───── RECORDS FOR PROCESSING ─────

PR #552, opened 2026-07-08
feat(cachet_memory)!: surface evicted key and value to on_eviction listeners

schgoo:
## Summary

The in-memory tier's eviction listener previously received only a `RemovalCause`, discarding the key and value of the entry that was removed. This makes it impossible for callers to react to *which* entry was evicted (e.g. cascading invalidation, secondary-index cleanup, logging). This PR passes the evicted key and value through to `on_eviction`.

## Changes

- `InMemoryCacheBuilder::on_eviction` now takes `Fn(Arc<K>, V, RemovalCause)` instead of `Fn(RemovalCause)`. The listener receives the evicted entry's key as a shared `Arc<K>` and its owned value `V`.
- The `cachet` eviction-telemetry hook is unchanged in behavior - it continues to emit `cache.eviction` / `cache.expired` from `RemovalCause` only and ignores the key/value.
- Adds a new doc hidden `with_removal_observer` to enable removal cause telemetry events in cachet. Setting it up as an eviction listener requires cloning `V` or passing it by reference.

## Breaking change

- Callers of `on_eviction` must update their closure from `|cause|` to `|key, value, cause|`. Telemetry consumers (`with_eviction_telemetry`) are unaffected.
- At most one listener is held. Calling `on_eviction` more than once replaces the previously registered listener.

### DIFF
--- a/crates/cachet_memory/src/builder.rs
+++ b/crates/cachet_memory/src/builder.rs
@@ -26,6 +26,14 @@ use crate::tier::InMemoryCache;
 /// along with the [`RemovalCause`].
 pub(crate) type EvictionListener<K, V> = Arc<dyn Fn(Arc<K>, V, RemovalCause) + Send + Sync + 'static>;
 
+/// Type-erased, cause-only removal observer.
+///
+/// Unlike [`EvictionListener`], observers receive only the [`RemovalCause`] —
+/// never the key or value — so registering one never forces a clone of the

─────

## TO DO
Make an exact copy of the data above.

## EXPECTED ANSWER
PR #552, opened 2026-07-08
feat(cachet_memory)!: surface evicted key and value to on_eviction listeners

schgoo:
## Summary

The in-memory tier's eviction listener previously received only a `RemovalCause`, discarding the key and value of the entry that was removed. This makes it impossible for callers to react to *which* entry was evicted (e.g. cascading invalidation, secondary-index cleanup, logging). This PR passes the evicted key and value through to `on_eviction`.

## Changes

- `InMemoryCacheBuilder::on_eviction` now takes `Fn(Arc<K>, V, RemovalCause)` instead of `Fn(RemovalCause)`. The listener receives the evicted entry's key as a shared `Arc<K>` and its owned value `V`.
- The `cachet` eviction-telemetry hook is unchanged in behavior - it continues to emit `cache.eviction` / `cache.expired` from `RemovalCause` only and ignores the key/value.
- Adds a new doc hidden `with_removal_observer` to enable removal cause telemetry events in cachet. Setting it up as an eviction listener requires cloning `V` or passing it by reference.

## Breaking change

- Callers of `on_eviction` must update their closure from `|cause|` to `|key, value, cause|`. Telemetry consumers (`with_eviction_telemetry`) are unaffected.
- At most one listener is held. Calling `on_eviction` more than once replaces the previously registered listener.

### DIFF
--- a/crates/cachet_memory/src/builder.rs
+++ b/crates/cachet_memory/src/builder.rs
@@ -26,6 +26,14 @@ use crate::tier::InMemoryCache;
 /// along with the [`RemovalCause`].
 pub(crate) type EvictionListener<K, V> = Arc<dyn Fn(Arc<K>, V, RemovalCause) + Send + Sync + 'static>;
 
+/// Type-erased, cause-only removal observer.
+///
+/// Unlike [`EvictionListener`], observers receive only the [`RemovalCause`] —
+/// never the key or value — so registering one never forces a clone of the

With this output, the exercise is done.